▶ Exercise
Lines with "ialidzhikov": pull these out of the listing below.

▶ Data section
PR #92, opened 2019-07-05
Prefix tags with 'v'

ialidzhikov:
Ref https://github.com/gardener/gardener/issues/1096#issuecomment-508649092

Fixes #

**Release note**:

```improvement operator
The release tags from now are prefixed with `v`.
```


Makefile
```diff
@@ -14,7 +14,7 @@
 # limitations under the License.
 
 DATE=$(shell date -u  +%Y-%m-%d)
-VERSION=$(shell cat VERSION | sed 's/[-dev]//g')
+VERSION=$(shell cat VERSION)
```
DockToFuture: Now also the ```-dev```suffix would be added, is this intended?

ialidzhikov: I think that cicd calls the .ci/build with the appropriate version and `make build` is for local builds.

@ccwienk

DockToFuture: Let's stick with the suffix removal for now.

ialidzhikov: Done.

▶ Exercise result
ialidzhikov:
ialidzhikov: I think that cicd calls the .ci/build with the appropriate version and `make build` is for local builds.
ialidzhikov: Done.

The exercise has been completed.